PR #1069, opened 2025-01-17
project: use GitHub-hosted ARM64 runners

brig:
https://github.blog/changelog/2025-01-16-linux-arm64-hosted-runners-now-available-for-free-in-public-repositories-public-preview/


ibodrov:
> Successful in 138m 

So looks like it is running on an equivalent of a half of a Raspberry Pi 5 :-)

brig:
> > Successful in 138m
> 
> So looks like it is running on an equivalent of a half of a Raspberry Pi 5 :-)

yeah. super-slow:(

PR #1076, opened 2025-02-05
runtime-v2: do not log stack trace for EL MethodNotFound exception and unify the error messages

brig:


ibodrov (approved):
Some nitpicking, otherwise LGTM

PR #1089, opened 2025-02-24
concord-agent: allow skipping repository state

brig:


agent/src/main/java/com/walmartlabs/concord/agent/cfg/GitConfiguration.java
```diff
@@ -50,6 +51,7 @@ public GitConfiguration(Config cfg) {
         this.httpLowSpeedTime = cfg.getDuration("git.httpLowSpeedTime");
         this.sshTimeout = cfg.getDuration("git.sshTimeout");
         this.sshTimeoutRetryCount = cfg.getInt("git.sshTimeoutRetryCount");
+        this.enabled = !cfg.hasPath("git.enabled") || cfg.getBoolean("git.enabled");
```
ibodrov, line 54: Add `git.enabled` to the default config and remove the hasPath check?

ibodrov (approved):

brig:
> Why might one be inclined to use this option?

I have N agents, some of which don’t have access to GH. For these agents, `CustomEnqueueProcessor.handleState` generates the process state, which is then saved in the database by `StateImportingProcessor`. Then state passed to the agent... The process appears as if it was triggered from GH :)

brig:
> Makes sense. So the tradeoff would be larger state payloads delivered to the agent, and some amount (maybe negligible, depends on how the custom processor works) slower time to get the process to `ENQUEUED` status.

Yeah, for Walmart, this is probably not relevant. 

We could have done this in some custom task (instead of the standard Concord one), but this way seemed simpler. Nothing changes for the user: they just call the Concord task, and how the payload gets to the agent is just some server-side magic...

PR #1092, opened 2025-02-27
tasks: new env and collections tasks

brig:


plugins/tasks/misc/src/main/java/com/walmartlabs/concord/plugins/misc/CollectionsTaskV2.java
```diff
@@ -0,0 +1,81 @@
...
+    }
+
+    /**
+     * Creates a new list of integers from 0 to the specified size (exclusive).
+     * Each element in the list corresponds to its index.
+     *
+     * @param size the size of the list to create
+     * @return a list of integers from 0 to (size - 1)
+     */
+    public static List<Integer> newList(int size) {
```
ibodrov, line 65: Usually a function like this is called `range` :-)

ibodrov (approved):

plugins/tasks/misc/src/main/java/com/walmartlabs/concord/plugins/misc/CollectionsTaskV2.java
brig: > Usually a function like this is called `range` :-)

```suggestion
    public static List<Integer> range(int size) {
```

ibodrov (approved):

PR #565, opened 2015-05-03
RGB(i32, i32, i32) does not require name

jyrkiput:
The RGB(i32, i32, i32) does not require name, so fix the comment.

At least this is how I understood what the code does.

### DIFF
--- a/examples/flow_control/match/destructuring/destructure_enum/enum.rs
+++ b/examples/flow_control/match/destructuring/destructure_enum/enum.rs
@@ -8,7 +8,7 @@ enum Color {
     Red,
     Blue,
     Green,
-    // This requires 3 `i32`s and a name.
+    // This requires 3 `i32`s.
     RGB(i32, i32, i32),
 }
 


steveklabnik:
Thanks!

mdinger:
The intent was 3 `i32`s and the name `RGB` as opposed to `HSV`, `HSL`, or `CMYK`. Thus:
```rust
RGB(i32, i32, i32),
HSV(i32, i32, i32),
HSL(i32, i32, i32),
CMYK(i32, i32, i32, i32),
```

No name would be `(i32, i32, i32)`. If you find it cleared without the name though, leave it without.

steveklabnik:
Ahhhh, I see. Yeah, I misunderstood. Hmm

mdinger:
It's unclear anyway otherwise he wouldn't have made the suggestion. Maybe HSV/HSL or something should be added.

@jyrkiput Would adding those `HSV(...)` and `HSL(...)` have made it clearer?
☆ ☆ ☆ ☆ ☆
* [Exercise details]: Return the data in full, exactly as it appears above.

* [Answer below]:
PR #1069, opened 2025-01-17
project: use GitHub-hosted ARM64 runners

brig:
https://github.blog/changelog/2025-01-16-linux-arm64-hosted-runners-now-available-for-free-in-public-repositories-public-preview/


ibodrov:
> Successful in 138m 

So looks like it is running on an equivalent of a half of a Raspberry Pi 5 :-)

brig:
> > Successful in 138m
> 
> So looks like it is running on an equivalent of a half of a Raspberry Pi 5 :-)

yeah. super-slow:(

PR #1076, opened 2025-02-05
runtime-v2: do not log stack trace for EL MethodNotFound exception and unify the error messages

brig:


ibodrov (approved):
Some nitpicking, otherwise LGTM

PR #1089, opened 2025-02-24
concord-agent: allow skipping repository state

brig:


agent/src/main/java/com/walmartlabs/concord/agent/cfg/GitConfiguration.java
```diff
@@ -50,6 +51,7 @@ public GitConfiguration(Config cfg) {
         this.httpLowSpeedTime = cfg.getDuration("git.httpLowSpeedTime");
         this.sshTimeout = cfg.getDuration("git.sshTimeout");
         this.sshTimeoutRetryCount = cfg.getInt("git.sshTimeoutRetryCount");
+        this.enabled = !cfg.hasPath("git.enabled") || cfg.getBoolean("git.enabled");
```
ibodrov, line 54: Add `git.enabled` to the default config and remove the hasPath check?

ibodrov (approved):

brig:
> Why might one be inclined to use this option?

I have N agents, some of which don’t have access to GH. For these agents, `CustomEnqueueProcessor.handleState` generates the process state, which is then saved in the database by `StateImportingProcessor`. Then state passed to the agent... The process appears as if it was triggered from GH :)

brig:
> Makes sense. So the tradeoff would be larger state payloads delivered to the agent, and some amount (maybe negligible, depends on how the custom processor works) slower time to get the process to `ENQUEUED` status.

Yeah, for Walmart, this is probably not relevant. 

We could have done this in some custom task (instead of the standard Concord one), but this way seemed simpler. Nothing changes for the user: they just call the Concord task, and how the payload gets to the agent is just some server-side magic...

PR #1092, opened 2025-02-27
tasks: new env and collections tasks

brig:


plugins/tasks/misc/src/main/java/com/walmartlabs/concord/plugins/misc/CollectionsTaskV2.java
```diff
@@ -0,0 +1,81 @@
...
+    }
+
+    /**
+     * Creates a new list of integers from 0 to the specified size (exclusive).
+     * Each element in the list corresponds to its index.
+     *
+     * @param size the size of the list to create
+     * @return a list of integers from 0 to (size - 1)
+     */
+    public static List<Integer> newList(int size) {
```
ibodrov, line 65: Usually a function like this is called `range` :-)

ibodrov (approved):

plugins/tasks/misc/src/main/java/com/walmartlabs/concord/plugins/misc/CollectionsTaskV2.java
brig: > Usually a function like this is called `range` :-)

```suggestion
    public static List<Integer> range(int size) {
```

ibodrov (approved):

PR #565, opened 2015-05-03
RGB(i32, i32, i32) does not require name

jyrkiput:
The RGB(i32, i32, i32) does not require name, so fix the comment.

At least this is how I understood what the code does.

### DIFF
--- a/examples/flow_control/match/destructuring/destructure_enum/enum.rs
+++ b/examples/flow_control/match/destructuring/destructure_enum/enum.rs
@@ -8,7 +8,7 @@ enum Color {
     Red,
     Blue,
     Green,
-    // This requires 3 `i32`s and a name.
+    // This requires 3 `i32`s.
     RGB(i32, i32, i32),
 }
 


steveklabnik:
Thanks!

mdinger:
The intent was 3 `i32`s and the name `RGB` as opposed to `HSV`, `HSL`, or `CMYK`. Thus:
```rust
RGB(i32, i32, i32),
HSV(i32, i32, i32),
HSL(i32, i32, i32),
CMYK(i32, i32, i32, i32),
```

No name would be `(i32, i32, i32)`. If you find it cleared without the name though, leave it without.

steveklabnik:
Ahhhh, I see. Yeah, I misunderstood. Hmm

mdinger:
It's unclear anyway otherwise he wouldn't have made the suggestion. Maybe HSV/HSL or something should be added.

@jyrkiput Would adding those `HSV(...)` and `HSL(...)` have made it clearer?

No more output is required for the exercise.